Record set:
::::::
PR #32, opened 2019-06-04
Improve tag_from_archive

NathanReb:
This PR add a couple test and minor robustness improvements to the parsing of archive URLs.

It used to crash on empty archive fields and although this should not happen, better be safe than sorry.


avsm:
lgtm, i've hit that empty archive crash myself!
::::::
Work request: Nothing should be left out when the listing is retyped exactly.

Answer box:
PR #32, opened 2019-06-04
Improve tag_from_archive

NathanReb:
This PR add a couple test and minor robustness improvements to the parsing of archive URLs.

It used to crash on empty archive fields and although this should not happen, better be safe than sorry.


avsm:
lgtm, i've hit that empty archive crash myself!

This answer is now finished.